The Dreyfus purchase touched off a string of dealmaking that made Wall Street nervous. Next, Energy Transfer won a bidding war with Williams Partners to acquire Southern Union for $8.5 billion. Southern Union brought 20,000 miles of pipelines stretching into Florida and Michigan as well as a liquefied natural gas facility in Lake Charles, Louisiana, that Warren saw as a potential export gold mine.

The deal had barely closed when he learned that venerable Sunoco, operator of 4,900 gas stations and a vast Texas shipping terminal—the company where his father worked for more than 40 years—was available.

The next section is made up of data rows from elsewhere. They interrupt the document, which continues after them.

Issue #134, opened 2023-02-09
Add support for offchain workers


tomaka:
https://github.com/paritytech/smoldot/issues/73

tomaka:
The first step would be to implement all the offchain workers functions in `host.rs`, then add an `offchain_host.rs` file that executes the offchain worker of a runtime.

PR #788, opened 2023-06-20
offchain implementation

ermalkaleci:


tomaka:
Thanks for the PR!
cc #134 

While the changes in `host.rs` are mostly good, `runtime_host.rs` is dedicated to executing non-offchain functions. The runtime isn't allowed to call offchain worker functions, and so all these new variants should make `runtime_host.rs` return an error.

For executing the offchain workers, there should be a new module similar to `read_only_runtime_host.rs`.

lib/src/executor/offchain_runtime_host.rs
```diff
@@ -0,0 +1,536 @@
...
+                        }
+                    }
+                }
+
+                host::HostVm::ExternalStorageSet(req) => {
+                    let key = req.key().as_ref().to_vec();
+                    let value = req.value().map(|v| v.as_ref().to_vec());
+                    self.overlay_storage.insert(key, value);
+                    self.vm = req.resume()
+                }
```
tomaka, line 425: I'm pretty sure the offchain worker isn't supposed to modify the storage during the execution, no?
Does this block of code ever get reached?

ermalkaleci: yes it does. It will initialize the block and set current hash. technically it can clear storage as welll but should it be supported, I don't know

ermalkaleci: https://github.com/paritytech/substrate/blob/6bae274f42520c38499e0091ebc50b68cff00c4e/frame/executive/src/lib.rs#L660-L677

tomaka: After some chatting, indeed offchain workers can do anything, and we just have to discard the overlay changes at the end.
(I've also opened https://github.com/smol-dot/smoldot/issues/828)

Sorry for the extra work, but please revert https://github.com/smol-dot/smoldot/pull/788/commits/87a2c2e2f2542c84ca3fc021a0c0d82abb0b6264 then :pray: 

I think it makes sense for the offchain-worker-related stuff to be in `runtime_host` as well, with the intention that `runtime_host` becomes the unique way to call a runtime.

However, instead of having one variant per offchain-worker-related function, I think the offchain-worker-related functions should be grouped in another enum.

In other words, not like this:

```rust
enum RuntimeHostVm {
    StorageGet,
    NextKey,
    ...
    OffchainGet,
    OffchainSeed,
    ...
}
```

But like that:

```rust
enum RuntimeHostVm {
    StorageGet,
    NextKey,
    ...
    Offchain(OffchainContext),
    ...
}

enum OffchainContext {
    Get,
    Seed,
    SubmitTransaction,
    ...
}
```

This makes it easier for the API user of `runtime_host` to error if an offchain worker function is called by the runtime.

lib/src/verify/header_body.rs
```diff
@@ -592,6 +592,9 @@ impl VerifyInner {
                     self.inner = sig.verify_and_resume();
                     self.phase = phase;
                 }
+                (runtime_host::RuntimeHostVm::Offchain(_inner), _phase) => {
+                    unreachable!()
```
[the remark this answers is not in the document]
ermalkaleci: yeah they're not supposed to. updating...

tomaka:
I'll do a close look review later to double check that for example all the parameters have the good types, but other than that the approach is :+1:

lib/src/executor/runtime_host.rs
```diff
@@ -396,6 +396,7 @@ pub enum ErrorDetail {
     },
     /// Size of the logs generated by the runtime exceeds the limit.
     LogsTooLong,
+    ForbiddenHostCall,
```
tomaka, line 399: Please add one error in `validate.rs`, one in `header_body.rs`, etc. instead of here

ermalkaleci:
> I'll do a close look review later to double check that for example all the parameters have the good types, but other than that the approach is 👍

there're more offchain calls that needs to be implemented but we can address those in future PR

lib/src/executor/host.rs
```diff
@@ -2930,18 +3014,185 @@ impl ExternalOffchainStorageSet {
...
+    }
+}
+
+impl fmt::Debug for ExternalOffchainStorageGet {
+    fn fmt(&self, f: &mut fmt::Formatter) -> fmt::Result {
+        f.debug_tuple("ExternalOffchainStorageGet").finish()
+    }
+}
+
+/// Must return the current timestamp.
```
tomaka, line 3101:
```suggestion
/// Must return the current UNIX timestamp.
```

lib/src/executor/host.rs
```diff
@@ -2930,18 +3014,185 @@ impl ExternalOffchainStorageSet {
...
 
-impl fmt::Debug for ExternalOffchainStorageSet {
+impl fmt::Debug for OffchainTimestamp {
     fn fmt(&self, f: &mut fmt::Formatter) -> fmt::Result {
-        f.debug_tuple("ExternalOffchainStorageSet").finish()
+        f.debug_tuple("OffchainTimestamp").finish()
+    }
+}
+
+/// Must return a random seed.
```
tomaka, line 3122:
```suggestion
/// Must provide a randomly-generate number.
```

lib/src/executor/host.rs
```diff
@@ -2930,18 +3014,185 @@ impl ExternalOffchainStorageSet {
...
+
+    /// Pointer to the transaction whose value must be set. Guaranteed to be in range.
+    tx_ptr: u32,
+
+    /// Size of the transaction whose value must be set. Guaranteed to be in range.
+    tx_size: u32,
+}
+
+impl OffchainSubmitTransaction {
+    pub fn transaction(&'_ self) -> impl AsRef<[u8]> + '_ {
```
tomaka, line 3165:
```suggestion
    /// Returns the SCALE-encoded transaction to submit to the chain.
    pub fn transaction(&'_ self) -> impl AsRef<[u8]> + '_ {
```

lib/src/executor/host.rs
```diff
@@ -2930,18 +3014,185 @@ impl ExternalOffchainStorageSet {
...
+
+        let value_len_enc = util::encode_scale_compact_usize(value_total_len);
+        self.inner.alloc_write_and_return_pointer_size(
+            host_fn.name(),
+            iter::once(&[1][..])
+                .chain(iter::once(value_len_enc.as_ref()))
+                .map(either::Left)
+                .chain(iter::once(value).map(either::Right)),
+        )
+    }
```
tomaka, line 3190: I think that's wrong: https://github.com/paritytech/substrate/blob/689da495a0c0c0c2466fe90a9ea187ce56760f2d/primitives/io/src/lib.rs#L1243

The return value is a `Result<(), ()>`, presumably indicating whether the transaction has successfully been submitted.

lib/src/executor/host.rs
```diff
@@ -2930,18 +3014,185 @@ impl ExternalOffchainStorageSet {
...
+impl OffchainSubmitTransaction {
+    pub fn transaction(&'_ self) -> impl AsRef<[u8]> + '_ {
+        self.inner
+            .vm
+            .read_memory(self.tx_ptr, self.tx_size)
+            .unwrap()
+    }
+
+    /// Resumes execution after having set the value.
+    pub fn resume(self, value: (&[u8], usize)) -> HostVm {
```
tomaka, line 3173:
```suggestion
    /// Resumes execution after having submitted the transaction.
    pub fn resume(self, success: bool) -> HostVm {
```

lib/src/executor/runtime_host.rs
```diff
@@ -412,6 +412,8 @@ pub enum RuntimeHostVm {
     NextKey(NextKey),
     /// Verifying whether a signature is correct is required in order to continue.
     SignatureVerification(SignatureVerification),
+    /// Offchain context is required in order to continue.
```
tomaka, line 415:
```suggestion
    /// Functions that can only be called within the context of an offchain worker.
```

lib/src/executor/runtime_host.rs
```diff
@@ -884,6 +909,106 @@ impl SignatureVerification {
...
+            }
+            // We only create a `OffchainStorageGet` if the state is one of the above.
+            _ => unreachable!(),
+        };
+
+        self.inner.run()
+    }
+}
+
+/// Loading timestamp is required in order to continue.
```
tomaka, line 942:
```suggestion
/// Providing the current UNIX timestamp is required in order to continue.
```

lib/src/executor/runtime_host.rs
```diff
@@ -884,6 +909,106 @@ impl SignatureVerification {
...
+#[must_use]
+pub struct OffchainTimestamp {
+    inner: Inner,
+}
+
+impl OffchainTimestamp {
+    /// Injects timestamp.
```
tomaka, line 949:
```suggestion
    /// Resume execution by providing the current UNIX timestamp.
```

lib/src/executor/runtime_host.rs
```diff
@@ -884,6 +909,106 @@ impl SignatureVerification {
...
+            }
+            // We only create a `OffchainTimestamp` if the state is one of the above.
+            _ => unreachable!(),
+        };
+
+        self.inner.run()
+    }
+}
+
+/// Loading random seed is required in order to continue.
```
tomaka, line 963:
```suggestion
/// Providing a random number is required in order to continue.
```

lib/src/executor/runtime_host.rs
```diff
@@ -884,6 +909,106 @@ impl SignatureVerification {
...
+#[must_use]
+pub struct OffchainRandomSeed {
+    inner: Inner,
+}
+
+impl OffchainRandomSeed {
+    /// Injects random seed.
```
tomaka, line 970:
```suggestion
    /// Resume execution by providing a random number.
```

lib/src/executor/runtime_host.rs
```diff
@@ -884,6 +909,106 @@ impl SignatureVerification {
...
+            }
+            // We only create a `OffchainRandomSeed` if the state is one of the above.
+            _ => unreachable!(),
+        };
+
+        self.inner.run()
+    }
+}
+
+/// Submit transaction is required in order to continue.
```
tomaka, line 984:
```suggestion
/// The runtime requests submitting a transaction.
```

lib/src/executor/runtime_host.rs
```diff
@@ -884,6 +909,106 @@ impl SignatureVerification {
...
+#[must_use]
+pub struct OffchainSubmitTransaction {
+    inner: Inner,
+}
+
+impl OffchainSubmitTransaction {
+    pub fn transaction(&'_ self) -> impl AsRef<[u8]> + '_ {
```
tomaka, line 991:
```suggestion
    /// Returns the SCALE-encoded transaction that must be submitted.
    pub fn transaction(&'_ self) -> impl AsRef<[u8]> + '_ {
```

lib/src/executor/runtime_host.rs
```diff
@@ -884,6 +909,106 @@ impl SignatureVerification {
...
+        match &self.inner.vm {
+            host::HostVm::OffchainSubmitTransaction(req) => req.transaction(),
+            // We only create a `OffchainSubmitTransaction` if the state is one of the above.
+            _ => unreachable!(),
+        }
+    }
+    /// Injects outcome.
+    pub fn inject_outcome(mut self, value: impl AsRef<[u8]>) -> RuntimeHostVm {
```
tomaka, line 999:
```suggestion

    /// Resume execution. Must indicate whether the transaction has been successfully submitted.
    pub fn resume(mut self, success: bool) -> RuntimeHostVm {
```

lib/src/executor/runtime_host/tests.rs
```diff
@@ -179,6 +179,9 @@ fn execute_blocks() {
 
                     execution = req.inject_key(next_key.map(|nk| nk.into_iter()));
                 }
+                RuntimeHostVm::Offchain(_req) => {
+                    unimplemented!("Offchain calls are not supported yet.")
```
tomaka, line 183:
```suggestion
                    unimplemented!()
```

They will intentionally never be supported in this test.

lib/src/verify/header_body.rs
```diff
@@ -213,6 +213,8 @@ pub enum Error {
     /// Block has modified the `:heappages` key in a way that fails to parse.
     #[display(fmt = "Block has modified `:heappages` key in invalid way: {_0}")]
     HeapPagesParseError(executor::InvalidHeapPagesError),
+    /// Runtime called a forbidden host call.
```
tomaka, line 216:
```suggestion
    /// Runtime called a forbidden host function.
```

lib/src/transactions/validate.rs
```diff
@@ -213,6 +213,8 @@ pub enum Error {
     /// the runtime to always provide a non-empty list of tags. This error is consequently a bug
     /// in the runtime.
     EmptyProvidedTags,
+    /// Runtime called a forbidden host call.
```
tomaka, line 216:
```suggestion
    /// Runtime called a forbidden host function.
```

light-base/src/json_rpc_service/background.rs
```diff
@@ -1341,6 +1346,8 @@ enum RuntimeCallError {
         /// Version that the runtime supports.
         actual_version: u32,
     },
+    /// Runtime called a forbidden host call.
```
tomaka, line 1349:
```suggestion
    /// Runtime called a forbidden host function.
```

light-base/src/json_rpc_service/background/chain_head.rs
```diff
@@ -1281,6 +1281,16 @@ impl<TPlat: PlatformRef> ChainHeadFollowTask<TPlat> {
                                         runtime_host::RuntimeHostVm::SignatureVerification(sig) => {
                                             runtime_call = sig.verify_and_resume();
                                         }
+                                        runtime_host::RuntimeHostVm::Offchain(ctx) => {
+                                            runtime_call_lock.unlock(runtime_host::RuntimeHostVm::Offchain(ctx).into_prototype());
+                                            subscription.send_notification(methods::ServerToClient::chainHead_unstable_callEvent {
+                                                subscription: (&subscription_id).into(),
+                                                result: methods::ChainHeadCallEvent::Error {
+                                                    error: "Offchain calls are not supported".to_string().into(),
```
tomaka, line 1289:
```suggestion
                                                    error: "Runtime has called an offchain host function".into(),
```

lib/src/executor/host.rs
```diff
@@ -1702,21 +1719,85 @@ impl ReadyToRun {
...
-            HostFunction::ext_offchain_submit_transaction_version_1 => host_fn_not_implemented!(),
-            HostFunction::ext_offchain_network_state_version_1 => host_fn_not_implemented!(),
-            HostFunction::ext_offchain_timestamp_version_1 => host_fn_not_implemented!(),
-            HostFunction::ext_offchain_sleep_until_version_1 => host_fn_not_implemented!(),
-            HostFunction::ext_offchain_random_seed_version_1 => host_fn_not_implemented!(),
-            HostFunction::ext_offchain_local_storage_set_version_1 => host_fn_not_implemented!(),
-            HostFunction::ext_offchain_local_storage_compare_and_set_version_1 => {
+            HostFunction::ext_offchain_is_validator_version_1 => HostVm::ReadyToRun(ReadyToRun {
+                inner: self.inner,
+                resume_value: Some(vm::WasmValue::I32(1)),
```
tomaka, line 1728:
```suggestion
                resume_value: Some(vm::WasmValue::I32(1)),   // TODO: ask the API user
```

I'm fine with partially-implemented stuff, but I would like TODOs to indicate where things are not finished.

lib/src/executor/host.rs
```diff
@@ -1702,21 +1719,85 @@ impl ReadyToRun {
...
-            HostFunction::ext_offchain_local_storage_get_version_1 => host_fn_not_implemented!(),
-            HostFunction::ext_offchain_local_storage_clear_version_1 => host_fn_not_implemented!(),
+            HostFunction::ext_offchain_random_seed_version_1 => {
+                HostVm::OffchainRandomSeed(OffchainRandomSeed {
+                    inner: self.inner,
+                    calling: id,
+                })
+            }
+            HostFunction::ext_offchain_local_storage_set_version_1 => {
+                let _kind = expect_u32!(0);
```
tomaka, line 1755:
```suggestion
                let _kind = expect_u32!(0);  // TODO: parse and provide the storage kind
```

lib/src/executor/host.rs
```diff
@@ -1702,21 +1719,85 @@ impl ReadyToRun {
...
+                HostVm::ExternalOffchainStorageSet(ExternalOffchainStorageSet {
+                    key_ptr,
+                    key_size,
+                    value: Some((value_ptr, value_size)),
+                    old_value: None,
+                    inner: self.inner,
+                })
+            }
+            HostFunction::ext_offchain_local_storage_compare_and_set_version_1 => {
+                let _kind = expect_u32!(0);
```
tomaka, line 1767:
```suggestion
                let _kind = expect_u32!(0);  // TODO: parse and provide the storage kind
```

lib/src/executor/host.rs
```diff
@@ -1702,21 +1719,85 @@ impl ReadyToRun {
...
+                HostVm::ExternalOffchainStorageSet(ExternalOffchainStorageSet {
+                    key_ptr,
+                    key_size,
+                    value: Some((value_ptr, value_size)),
+                    old_value: Some((old_value_ptr, old_value_size)),
+                    inner: self.inner,
+                })
+            }
+            HostFunction::ext_offchain_local_storage_get_version_1 => {
+                let _kind = expect_u32!(0);
```
tomaka, line 1780:
```suggestion
                let _kind = expect_u32!(0);  // TODO: parse and provide the storage kind
```

lib/src/executor/host.rs
```diff
@@ -1702,21 +1719,85 @@ impl ReadyToRun {
...
+
+                HostVm::ExternalOffchainStorageGet(ExternalOffchainStorageGet {
+                    key_ptr,
+                    key_size,
+                    calling: id,
+                    inner: self.inner,
+                })
+            }
+            HostFunction::ext_offchain_local_storage_clear_version_1 => {
+                let _kind = expect_u32!(0);
```
tomaka, line 1791:
```suggestion
                let _kind = expect_u32!(0);  // TODO: parse and provide the storage kind
```

lib/src/executor/host.rs
```diff
@@ -1702,21 +1719,85 @@ impl ReadyToRun {
...
+                HostVm::OffchainRandomSeed(OffchainRandomSeed {
+                    inner: self.inner,
+                    calling: id,
+                })
+            }
+            HostFunction::ext_offchain_local_storage_set_version_1 => {
+                let _kind = expect_u32!(0);
+                let (key_ptr, key_size) = expect_pointer_size_raw!(1);
+                let (value_ptr, value_size) = expect_pointer_size_raw!(2);
+                HostVm::ExternalOffchainStorageSet(ExternalOffchainStorageSet {
```
tomaka, line 1758:
```suggestion
                // TODO: the API user should be able to differentiate between the `ext_offchain_index_*` and `ext_offchain_*` functions
                HostVm::ExternalOffchainStorageSet(ExternalOffchainStorageSet {
```

lib/src/executor/host.rs
```diff
@@ -1702,21 +1719,85 @@ impl ReadyToRun {
...
+                    old_value: None,
+                    inner: self.inner,
+                })
+            }
+            HostFunction::ext_offchain_local_storage_compare_and_set_version_1 => {
+                let _kind = expect_u32!(0);
+                let (key_ptr, key_size) = expect_pointer_size_raw!(1);
+                let (old_value_ptr, old_value_size) = expect_pointer_size_raw!(2);
+                let (value_ptr, value_size) = expect_pointer_size_raw!(3);
+                HostVm::ExternalOffchainStorageSet(ExternalOffchainStorageSet {
```
tomaka, line 1771:
```suggestion
                // TODO: the API user should be able to differentiate between the `ext_offchain_index_*` and `ext_offchain_*` functions
                HostVm::ExternalOffchainStorageSet(ExternalOffchainStorageSet {
```

lib/src/executor/host.rs
```diff
@@ -1702,21 +1719,85 @@ impl ReadyToRun {
...
+                    key_ptr,
+                    key_size,
+                    calling: id,
+                    inner: self.inner,
+                })
+            }
+            HostFunction::ext_offchain_local_storage_clear_version_1 => {
+                let _kind = expect_u32!(0);
+                let (key_ptr, key_size) = expect_pointer_size_raw!(1);
+                HostVm::ExternalOffchainStorageSet(ExternalOffchainStorageSet {
```
tomaka, line 1793:
```suggestion
                // TODO: the API user should be able to differentiate between the `ext_offchain_index_*` and `ext_offchain_*` functions
                HostVm::ExternalOffchainStorageSet(ExternalOffchainStorageSet {
```

lib/src/executor/host.rs
```diff
@@ -2930,18 +3014,185 @@ impl ExternalOffchainStorageSet {
         }
     }
 
+    /// Returns the old value.
```
tomaka, line 3017:
```suggestion
    /// Returns the value the current value should be compared against. The operation is a no-op if they don't compare equal.
```

lib/src/executor/host.rs
```diff
@@ -2930,18 +3014,185 @@ impl ExternalOffchainStorageSet {
...
+    pub fn old_value(&'_ self) -> Option<impl AsRef<[u8]> + '_> {
+        if let Some((ptr, size)) = self.old_value {
+            Some(self.inner.vm.read_memory(ptr, size).unwrap())
+        } else {
+            None
+        }
+    }
+
     /// Resumes execution after having set the value.
```
tomaka, line 3026:
```suggestion
    /// Resumes execution after having set the value. Must indicate whether a value was written.
```

lib/src/executor/runtime_host.rs
```diff
@@ -1310,12 +1435,39 @@ impl Inner {
...
+                    };
+
+                    if replace {
+                        if let Some(value) = req.value() {
+                            self.offchain_storage_changes
+                                .insert(req.key().as_ref().to_vec(), Some(value.as_ref().to_vec()));
+                        } else {
+                            self.offchain_storage_changes.remove(req.key().as_ref());
+                        }
+                    }
```
tomaka, line 1468: That's not correct unfortunately for the compare-and-set variant.
If there's no existing value in the overlay, we have to query the current value from the API user in order to compare it with what `old_value` returns.

Please either implement properly or remove support for the `compare_and_set` function. :pray:

tomaka (changes requested):
Lots of nits, but the only "big" change is the fact that compare-and-set is misimplemented

lib/src/executor/runtime_host.rs
ermalkaleci: oh that's right. We need `compare_and_set`, so all I need is insert value to `offchain_storage_changes` when it's injected to `OffchainStorageGet`

tomaka: Maybe I'm misunderstanding, but to me `compare_and_set` means: load the current value (with an `OffchainStorageGet` if necessary), compare with the value that the runtime provides, and only if they're different then write the new value that the runtime provides.

ermalkaleci: Actually naming `overlay` is not correct (updating) because offchain worker doesn't have overlay, just read/write from storage.
The `old_value` provided by runtime is read using `OffchainStorageGet` first which is inserted into `offchain_storage_chages` https://github.com/smol-dot/smoldot/pull/788/files#diff-3cdf7d07bd6351e0742505e7dc4e11464f5c12424357a082ae6b3249d8b28298R932-R935

tomaka: Sorry for the delay.

After looking into Substrate, the `ext_offchain_index` functions are affected by the storage transactions: https://github.com/paritytech/substrate/blob/689da495a0c0c0c2466fe90a9ea187ce56760f2d/primitives/state-machine/src/overlayed_changes/mod.rs#L790-L843

However, the `ext_offchain_local_storage` functions indeed don't have an overlay and just directly load and dump from the database.

ermalkaleci: I didn't check `ext_offchain_index`, I thought it was the same as `local_storage`. I will have another look

ermalkaleci: ok so `ext_offchain_index_set/clear` is a way for on-chain to modify off-chain storage if transaction is successful and that's why this writes to overlay because it is committed or reverted the same as transaction
https://github.com/paritytech/substrate/blob/7b1d6f337fd1cee4e1fe675c89c8d82ce56d5c47/frame/session/src/historical/offchain.rs#L215

ermalkaleci: @tomaka I suggest we update `ext_offchain_index_set/clear` methods to skip and continue execution and address this later.

tomaka: I don't think it's very complicated to implement properly:

- In `host.rs`, add back a variant for `ext_offchain_index_set/clear`, not the same as the one for `ext_offchain_local_storage_*` so that `runtime_host.rs` can know the difference.
- In `runtime_host.rs`, remove `offchain_storage_changes` from `Config` and `Success`.
- Add a `OffchainStorageSet` variant in `runtime_host`.
- Add a field `offchain_storage_changes` to `PendingStorageChanges` (`PendingStorageChanges` stores the state during a transaction).
- Around [here](https://github.com/smol-dot/smoldot/blob/7f6a4662a25b482f2fe8b991c291a39bfe31dbef/lib/src/executor/runtime_host.rs#L1088), add a `if matches!(self.vm, HostVm::Finished) && !self.offchain_storage_changes.is_empty() { ... }`, and in the `if` you remove an element from `offchain_storage_changes` and yield a `OffchainStorageSet`. This commits the overlay offchain storage changes.

ermalkaleci: I added `offchain_index` into `PendingStorageChanges` and they're applied into `offchain_storage_changes` on success.

tomaka:
I thought it was easier to just do the change I wanted by writing code than explain it in English, so I've just pushed to your branches some commits that finish the changes.

Please let me know what you think.

tomaka (approved):

ermalkaleci:
> I thought it was easier to just do the change I wanted by writing code than explain it in English, so I've just pushed to your branches some commits that finish the changes.
> 
> Please let me know what you think.

hey, thank you for the update. I like this implementation more

lib/src/executor/runtime_host.rs
Wsteth: Hi there,
I found a problem when the host executes ExternalOffchainIndexSet.
https://github.com/smol-dot/smoldot/blob/37482d9a635a17f9e6a77aa245b4684b2f72e750/lib/src/executor/runtime_call.rs#L1750-L1759.

The offchain storage will not be changed, and when I use offchainStorageGet, it doesn't work.
It seems there is nothing done with add pending_storage_changes, and when I remove pending_storage_changes, I can get the storage value.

It seemed a stretch for Energy Transfer. “We were not in gas stations and peanuts and Slurpees,”Warren says. Worse, “we were getting a reputation as deal junkies. We had critics saying anybody can grow if they just keep buying things.”

Again Warren turned to his board. The directors saw a good fit, he recalls. “They said: ‘Kelcy, what are we missing? Why wouldn’t we do that?’” He sent deputies to New York to calm the ratings firms. Sunoco went to Energy Transfer for $8.7 billion.

Even as Energy Transfer Partners has added debt, it has kept its rating at the lowest investment-grade level. Both Moody’s Investors Service and S&P say the outlook for the debt rating is stable.

More deals were to come, including January’s $18 billion pact to merge with Dallas-based Regency Energy Partners. But it was Dreyfus, Southern Union, and Sunoco that gave Energy Transfer the financial and geographic heft to vie with the likes of Enterprise Products Partners and Kinder Morgan, the largest U.S. pipeline company and source of Chairman Richard Kinder’s $12.4 billion fortune.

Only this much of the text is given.